→ Work to be completed: Up to and including the line with "charge or light", please reproduce the lines below exactly, beginning with the first.
*** Opening of Records for this exercise ***
PR #290, opened 2025-08-29
Restoring delayed segment t0 filter

wforeman:
While investigating catastrophic memory failures in MiniRun6.5 jobs, where CUDA is asked to allocate O(TBs) resulting in the job crashing, I discovered that this was due to segments with highly-delayed `t0` no longer getting removed like they were in tag v0.4.2. It looks like this code was re-arranged slightly since that tag. This PR moves the delayed t0 filter back to where it was before, filtering out the segments as early as possible in the code before any subsets or copies of the `tracks` array can be created. With the change in place, these memory crashes no longer occur.

I found that the 'detector' properties parameter `SIGNAL_OVERLAP_CUT` couldn't be accessed in this part of the code, so I made a new parameter `MAX_SEGMENT_T0` to `consts/sim.py` to control this filter instead. It is set to the same value of 30 microseconds.

It also adds a filter removing segments from neutral particles as well (neutrons and gammas) since they will not produce ionization signals. This reduces the peak memory slightly by 5-10%.

### DIFF
--- a/cli/simulate_pixels.py
+++ b/cli/simulate_pixels.py
@@ -306,8 +306,6 @@ def run_simulation(input_filename,
 
     print(LOGO)
     print("**************************\nLOADING SETTINGS AND INPUT\n**************************")
-    
-    
 
     if not os.path.exists(input_filename):
         raise Exception(f'Input file {input_filename} does not exist.')
--- a/cli/simulate_pixels.py
+++ b/cli/simulate_pixels.py
@@ -306,6 +306,8 @@ def run_simulation(input_filename,
 
     print(LOGO)
     print("**************************\nLOADING SETTINGS AND INPUT\n**************************")
+    
+    
 
     if not os.path.exists(input_filename):
         raise Exception(f'Input file {input_filename} does not exist.')
@@ -591,6 +593,20 @@ def run_simulation(input_filename,
             tracks['t0_end'] = tracks['t0_end'] - localSpillIDs*sim.SPILL_PERIOD
             tracks['t0'] = tracks['t0'] - localSpillIDs*sim.SPILL_PERIOD
 
+        # Filter out neutrons and gammas, which will not directly create visible charge or light
+        # (excluding these segments here results in a modest ~10% improvement to memory usage later on,
+        # since this reduces the size of the arrays CUDA must inialize for pixel current calculations)
+        neutrals_mask = (tracks['pdg_id'] != 2112) & (tracks['pdg_id'] != 22)
+        if sum(~neutrals_mask) > 0: print("Rejected ",sum(~neutrals_mask), "track segments from neutral particles")
+        tracks = tracks[neutrals_mask]
+
+        # Filter out highly-delayed segments
+        t0_delay_mask = (tracks['t0'] < sim.MAX_SEGMENT_T0)
+        if sum(~t0_delay_mask) > 0:
+          print("Rejected ",sum(~t0_delay_mask)," highly-delayed segments with T0 > ",sim.MAX_SEGMENT_T0," us: ")
+          for val in tracks[~t0_delay_mask]: print(' t0 = ',val['t0'])
+        tracks = tracks[t0_delay_mask] 
+
         if 'segment_id' in tracks.dtype.names:
             segment_ids = tracks['segment_id']
             trajectory_ids = tracks['file_traj_id']
@@ -757,15 +773,7 @@ def run_simulation(input_filename,
     active_tracks = all_mod_tracks[active_tracks_mask]
     active_segment_ids = all_mod_segment_ids[active_tracks_mask]
     active_trajectory_ids = all_mod_trajectory_ids[active_tracks_mask]
-
-    t0_delay_mask = (active_tracks['t0'] < detector.SIGNAL_OVERLAP_CUT)
-    tracks = active_tracks[t0_delay_mask]
-    segment_ids = active_segment_ids[t0_delay_mask]
-    trajectory_ids = active_trajectory_ids[t0_delay_mask]
-    end_mask = time()
-    print(f"{len(all_mod_tracks) - len(active_tracks_mask)} segments are removed due to the active volume cut. \
-            In addition, {np.count_nonzero(~t0_delay_mask)} segments are removed due to the t0 delay cut.")
-    print(f" {end_mask-start_mask:.2f} s")
+    print(f"{len(all_mod_tracks) - len(active_tracks_mask)} segments are removed due to the active volume cut.")
 
     # We need to make cupy arrays of these and pass them to the kernels;
     # otherwise numba will try to use the GPU's "global constant" memory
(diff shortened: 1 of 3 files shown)


diaza:
I haven't had the time to look at this request yet, but I think @YifanC had removed the lines you're adding back in. Yifan, could you comment? Was that removal intentional or some merging error?

wforeman:
Yes, @YifanC had just moved the lines to slightly later in the code, and modified the approach -- ie, filtering a batched subset of the tracks... though at that point the track collection is already splintered into several different copies like `active_tracks`, `all_mod_tracks`, etc. I think the intention was to preserve the same functionality, but things get a little complicated at that point and I couldn't figure out why these delayed segments were still making their way into the final current calculation arrays. So I just reverted to the original filter which I think makes things simpler. @YifanC - was there a rationale for moving the filter to the location you did?

YifanC:
Hi @wforeman, thank you for taking care of it. 
I modified such because it was initially implemented under the condition of beam simulation, so I just moved out to allow the cut been applied to all kinds of the simulation. I shifted it next to the fiducial volume cut intending to keep all segment cuts in one place. Just to clarify, it was before looping of modules and potential batching of segments/pixels.
In general, I think this PR is good to go. If we will merge this, I would suggest to clean up `SIGNAL_OVERLAP_CUT` in consts/detector.py.
However, I actually don't understand the initial message, which refers to it does not remove delayed segments and `SIGNAL_OVERLAP_CUT` cannot be accessed there. @wforeman Do you mind elaborating? I ran a simple test, it seems `detector.SIGNAL_OVERLAP_CUT` is defined there? Does the print out for these files with delayed segments saying there are no segments removed? Do you mind sharing a file path that has late segments?
I have an additional question. I suppose MR6.5 uses the same edep files as previous MR's. Are the memory explosion occurring on the same files? Were they try to allocate O(100GB) memory?

wforeman:
@YifanC - thanks for the reply! Yes, in this new PR I similarly moved it out of the `IS_SPILL_SIM` loop so it will apply to all sim types, as your fix did.

MR6.5 uses the same edepsim outputs as prior MiniRuns so I am inclined to believe these are the same files that were causing issues before as well when we were spinning MR6.4.

Here is a file I've been testing on, with some delayed segments (2 with T0 ~ 1476133592, and another 27 with T0 ~ 36):
`/pscratch/sd/d/dunepr/output/MiniRun6.5/run-convert2h5/MiniRun6.5_1E19_RHC.convert2h5/EDEPSIM_H5/0000000/MiniRun6.5_1E19_RHC.convert2h5.0000941.EDEPSIM.hdf5
`

Regarding `detector.SIGNAL_OVERLAP_CUT` variable not being accessible, here's an example. If I try to add this at [line 604](https://github.com/DUNE/larnd-sim/pull/290/commits/69943f856512dc3d3acc06aba3a6bf48089200c6#diff-e9e04e7ed8e6419135d41be6955588c04230874bf4fa7e874c445c75a00d7246R604):
<pre>
 t0_delay_mask = (tracks['t0'] < detector.SIGNAL_OVERLAP_CUT)
 </pre>
 
 I get this error: 
 
 `  File "/pscratch/sd/d/dunepr/software/MiniRun6.5/ND_Production/run-larnd-sim/larnd.venv/bin/simulate_pixels.py", line 603, in run_simulation
    t0_delay_mask = (tracks['t0'] < detector.SIGNAL_OVERLAP_CUT)
                                    ^^^^^^^^
UnboundLocalError: cannot access local variable 'detector' where it is not associated with a value`

Do you (or others) know why this might be happening for me? Personally I think this variable might make more sense under the "sim" category anyway, since it isn't inherently tied to any detector readout parameters and the filtering happens purely at truth level before any detector effects are applied. So I'm inclined to keep it in consts/sim.py (but still curious why it doesn't work for me in detector.py).

YifanC:
Hi @wforeman, I think your PR is good after cleaning up the unused the `detector.SIGNAL_OVERLAP_CUT`. 
I don't insist to keep `detector.SIGNAL_OVERLAP_CUT`, but I still don't understand the problem. 
If you add it line 604, it wouldn't work, because `larndsim.consts.detector` hasn't been imported while `larndsim.consts.sim` has. It makes sense. 
However, using the file you pointed, I ran it with the develop branch which I suppose the MR6.5 is based on. I see the following messages which indicate that the late segments are removed. 
```Skipping non-active volumes...15 segments are removed due to the active volume cut.             In addition, 37 segments are removed due to the t0 delay cut.```
I ran larndsim with the input without light simulation on a 40GB A100, and did encounter the memory issue on event 50 in module0, while allocating `signals` [here](https://github.com/DUNE/larnd-sim/blob/be0b6169263e53ee17363c69399625921a119562/cli/simulate_pixels.py#L1152-L1154). What I see, is that the number of segments exploded for this pixel, which I don't know if it's feasible. It only has 414 neighbouring pixels, but 10643 selected tracks. I tried to reduce the pixel batch to 500 from 2000, but I think given the number of neighbouring pixels, it probably didn't hit limit. Tagging @mjkramer here to see if there's a suggestion to deal with rather than further reduce the pixel batch. In total this event has 55785 segments. Removing neutron and photons, it still has 47663 segments. Further removing nuclei, it still has 47202 by these pdg (-321,       -211,        -13,        -11,         11,        211,       2212). I don't know for sure, but I suspect Will's edit work because the additional neutral particle filter squeezed it in the GPU memory. @wforeman Were you using 80GB ones?

diaza:
Regarding SIGNAL_OVERLAPS_CUT, I don't think there's a problem. The filtering has been moved to before [this](https://github.com/DUNE/larnd-sim/blob/be0b6169263e53ee17363c69399625921a119562/cli/simulate_pixels.py#L748) line, which imports `detector`. Putting the filter in sim makes more sense to me anyways. 
@YifanC, this event you found is blowing up due to the number of segments, not a late segment, right? I guess that's a possibility due to the expanded pixel radius. If we can run the file with 80GB, then I think it's fine to move forward for MR6.5 and leave optimizations for future us.

YifanC:
@wforeman can confirm if running on 80GB solves the memory issue. It seems to me that the problem is not due to the late segments but the number of segments in the range of these pixels. Adjust the pixel_batch should ease the memory consumption. Perhaps setting it to 2000 is too ambitious.

wforeman:
@YifanC, I have noticed this problem too and was doing some similar tests by changing pixel batch size, even going down to 100, with no success. I ultimately had to run on 80GB nodes to get most jobs to succeed -- and even then, some still go over the limit.

The file earlier was incorrect (it was actually the one I was using to debug the problem you discovered with the 10643 tracks). Here is one that was failing from the late t0: 

`/pscratch/sd/d/dunepr/output/MiniRun6.5/run-convert2h5/MiniRun6.5_1E19_RHC.convert2h5/EDEPSIM_H5/0000000/MiniRun6.5_1E19_RHC.convert2h5.0000023.EDEPSIM.hdf5`

The problem I was finding was the printout message was telling me it filtered out the delayed segments, but I was still finding them cropping up later (see [this Slack message](https://dunescience.slack.com/archives/C073Q1023EY/p1756505576966229)).

PR #291, opened 2025-09-02
Modernize package metadata with pyproject.toml

cuddandr:
Fix a deprecation warning regarding the legacy install method by updating the package metadata and build specification (e.g. dependencies) to use `pyproject.toml` with a `setup.py` for building a dynamic dependency list.

Basically `pyproject.toml` contains most of the info, and `setup.py` is used to dynamically inspect the user's environment to install the correct version of CuPy based on the active CUDA version.

Also updated some of the metadata, such as the version, authors, and maintainers.

Let me know or edit the `pyproject.toml` to further update the package metadata. Since this is messing with the installation method, it should be tested by at least one other person.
*** Close of Records for this exercise ***
→ Problem solution:
PR #290, opened 2025-08-29
Restoring delayed segment t0 filter

wforeman:
While investigating catastrophic memory failures in MiniRun6.5 jobs, where CUDA is asked to allocate O(TBs) resulting in the job crashing, I discovered that this was due to segments with highly-delayed `t0` no longer getting removed like they were in tag v0.4.2. It looks like this code was re-arranged slightly since that tag. This PR moves the delayed t0 filter back to where it was before, filtering out the segments as early as possible in the code before any subsets or copies of the `tracks` array can be created. With the change in place, these memory crashes no longer occur.

I found that the 'detector' properties parameter `SIGNAL_OVERLAP_CUT` couldn't be accessed in this part of the code, so I made a new parameter `MAX_SEGMENT_T0` to `consts/sim.py` to control this filter instead. It is set to the same value of 30 microseconds.

It also adds a filter removing segments from neutral particles as well (neutrons and gammas) since they will not produce ionization signals. This reduces the peak memory slightly by 5-10%.

### DIFF
--- a/cli/simulate_pixels.py
+++ b/cli/simulate_pixels.py
@@ -306,8 +306,6 @@ def run_simulation(input_filename,
 
     print(LOGO)
     print("**************************\nLOADING SETTINGS AND INPUT\n**************************")
-    
-    
 
     if not os.path.exists(input_filename):
         raise Exception(f'Input file {input_filename} does not exist.')
--- a/cli/simulate_pixels.py
+++ b/cli/simulate_pixels.py
@@ -306,6 +306,8 @@ def run_simulation(input_filename,
 
     print(LOGO)
     print("**************************\nLOADING SETTINGS AND INPUT\n**************************")
+    
+    
 
     if not os.path.exists(input_filename):
         raise Exception(f'Input file {input_filename} does not exist.')
@@ -591,6 +593,20 @@ def run_simulation(input_filename,
             tracks['t0_end'] = tracks['t0_end'] - localSpillIDs*sim.SPILL_PERIOD
             tracks['t0'] = tracks['t0'] - localSpillIDs*sim.SPILL_PERIOD
 
+        # Filter out neutrons and gammas, which will not directly create visible charge or light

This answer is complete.